They missed an important point.
Who Will Be Impacted: For more consumers, there will be negligible impact. "The ISPs will be handling much of this,” said Leo Vegoda, a researcher with ICANN. (via TechNewsWorld). Some technology users may experience some glitches, such as people using VPN software to connect with their offices or users of point-to-point software such as Skype, he adds.
Anyone that uses a residential router (Linksys, D-Link, Netgear, etc) is likely to need to upgrade that, most likely by buying a new one.
Speaking of which: http://www.networkworld.com/news/2011/020811-cisco- linksys-ipv6.html
;)
Key quote in that article from Cisco explains why they are still behind. "IPv6 is foundational to the next-generation Internet, enabling a range of new services and improved user experiences." Apparently they see IPv6 as some "next-generation Internet" thing.

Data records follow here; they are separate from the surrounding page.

PR #146, opened 2016-10-06
fixes #141 - Configured tslint to lint on command and in unit tests.

### LINKED ISSUE #141: Make TS linting better
Currently the TS linting is not configured and prints out a lot of warning when you run the unit tests.

joshuawilson:
Add codelizer support to lint Angular 2. Configured tslint to lint on command and in unit tests.

This uses to sets of rules. The main tslint rules can be found at http://palantir.github.io/tslint/rules/

The codelizer is at https://github.com/mgechev/codelyzer. 

The fixes will be in another PR.


config/webpack.test.js
```diff
@@ -204,7 +218,7 @@ module.exports = {
   tslint: {
     emitErrors: false,
     failOnHint: false,
-    resourcePath: 'src'
+    resourcePath: root
```
sanbornsen: I don't know what does root mean. Is it a keyword, which points to the root directory of the project? If it is so, then why are you linting over node_modules and stuff? Shouldn't we only run linting on the code we write?

package.json
```diff
@@ -31,7 +31,7 @@
     "copy-files": "cpy src/index.html src/favicon.ico dist",
     "docker:run": "webpack-dev-server --inline --progress --port 8080",
     "functests": "npm-run-all -p webdriver-start testserver-start protractor",
-    "lint": "tslint ./src/*",
+    "lint": "tslint -c tslint.json --force src/**/*.ts src/**/**/*.ts src/**/**/**/*.ts src/**/**/**/**/*.ts src/**/**/**/**/**/*.ts",
```
sanbornsen: I see what are you trying to do here, but I believe just **src/**/**.ts** should do the trick.

config/webpack.test.js
sanbornsen: 'root' is deprecated, use 'global'

michaelkleinhenz:
Looks good to me. Maybe we have to tweak some rules, but I think we should try it with this set and see if anyone goes rampage (indenting :-)

nimishamukherjee:
Looks good to me. Do we need linting on CSS?

package.json
sanbornsen: Cool :)

PR #285, opened 2023-01-14
Add AgentGatheringNote

MidoriKami:
Based on AgentRecipeNote
It doesn't seem this function requires the add 0x10_000 that RecipeNote requires.

~~I don't know how to build ClientStructs so I hope this works =x~~
I think I managed to get it to build? It really didn't like the syntax until it was built.

### DIFF
--- a/ida/data.yml
+++ b/ida/data.yml
@@ -4921,7 +4921,9 @@ classes:
   Client::UI::Agent::AgentGatheringNote:
     vtbls:
      - ea: 0x141997360
-       base: Client::UI::Agent::AgentInterface
+       base: Client::UI::Agent::AgentGatheringNote
+    funcs:
+      0x1409B47C0: OpenGatherableByItemId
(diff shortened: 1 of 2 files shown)


Caraxi:
Probably shouldn't be called `OpenRecipe`

ida/data.yml
```diff
@@ -4921,7 +4921,9 @@ classes:
   Client::UI::Agent::AgentGatheringNote:
     vtbls:
      - ea: 0x141997360
-       base: Client::UI::Agent::AgentInterface
+       base: Client::UI::Agent::AgentGatheringNote
```
Caraxi, line 4924: This was correct, it should be AgentInterface as base

MidoriKami: Oh I see, because AgentGatheringNote doesn't inherit AgentInterface, makes sense. One moment.

PR #293, opened 2023-01-18
add versioning

Caraxi:
Uses GitVersion to automatically version the assembly using the commit number.

PR'd for feedback in case this is undesirable


aers:
This is a good idea and I don't have  problem with it.

Issue #288, opened 2023-01-16
Future Work


aers:
Generators
=======

- **Static VTables** 
Make vtables available as addresses without needing an instance of the object first. Also provide vtable size via attribute argument. Would be integrated with the virtual function generator and generate a properly-sized vtable struct.
- **Inheritance**
[Inherits<T>] attribute that generates struct members from the parent into the child so all fields and methods show as available without having to do `AtkTextNode->AtkResNode` for example. This generator would need info from all other generators so first combine all generators into a single generator (relatively easy) beforehand.

IDA
===

- **Reformat data.yml**
There are some constructs we don't really support well. Might switch off yaml to something "simpler" since we don't need yaml features.
- **CExporter**
Will likely rewrite this using Roslyn syntax analysis rather than reflection. In addition to exporting types, export method signatures. 
- **Rewrite import script**
Import types and use method signatures to set function argument types appropriately. Also want to pull in some other forms of smart renaming (rename EXD getters via the root, maybe rename unknown agents and addons automatically with their IDs and uld names, more ideas here???)

Other
=====

Anything I'm forgetting. Feel like we've talked about other stuff before.

I feel like some way to indicate which structs have been 'validated' after a patch (anything that didnt change size is probably safe, and anything that changed size and has had its offsets verified) would be nice. There's no doubt numerous "broken" (outdated) offsets and having some way of tracking that would be useful.

wolfcomp:
> * CExporter
> Will likely rewrite this using Roslyn syntax analysis rather than reflection. In addition to exporting types, export method signatures.

This recently received quite the rework and is better at pulling all the data now instead of just struct types. This also included a rewrite of the import method since the file type and layout changed from using c++ headers to a YAML layout

> * Rewrite import script
Import types and use method signatures to set function argument types appropriately. Also want to pull in some other forms of smart renaming (rename EXD getters via the root, maybe rename unknown agents and addons automatically with their IDs and uld names, more ideas here???)

IDA now has the `fullrun` script that runs the `data.yml` import then `exdgetters` then `structimporter` so the only extra addition would possibly be `unknown agents and addons`

wolfcomp:
Closing this as it would be better to keep the one points that are in here that hasn't been touched into a separate issue.

That being: **Reformat data.yml**

PR #300, opened 2023-01-21
Generate static addresses for VTables / VirtualFunctions

JeffyW:
Generate static addresses for VTables, largely using the same technique as StaticAddresses.  If a class has a VTable generated and VirtualFunctions, also generate static addresses for them (that simply offset the VTable).

Very much a work in progress, and I know it's on your list (#288), was hoping this was either close to what you were thinking or was at least food for thought.


aers:
Yeah that's pretty similar to what I had planned.

I started working on my rewrite to better support inheritance generation, but I'm going pretty slow. It will probably add this kind of support as well.

So we can merge this feature now just to have it, if you want.

JeffyW:
Sorry for the delay, needed to get some time to actually test it out (and find a bug).  Also added some concrete addresses and VirtualFuncs that I used personally to confirm it's all working, and updated the README.

There are a few things I'd like to point out in case you have feedback:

It isn't. It is imperative in keeping THIS generation of internet running. This has nothing to do with any new services or improving anyone's experience. This is about maintaining existing services and even being able to have an experience at all. It is going to become increasingly difficult to maintain ubiquitous v4 service. In fact, v6 is going to degrade some people's experience slightly because the larger protocol overhead means less payload for a given size packet meaning it will take more packets to transfer a given amount of data. Apparently some people in this world believe that IPv6 somehow creates a "different" internet. It doesn't. It simply adds more house numbers to the existing streets.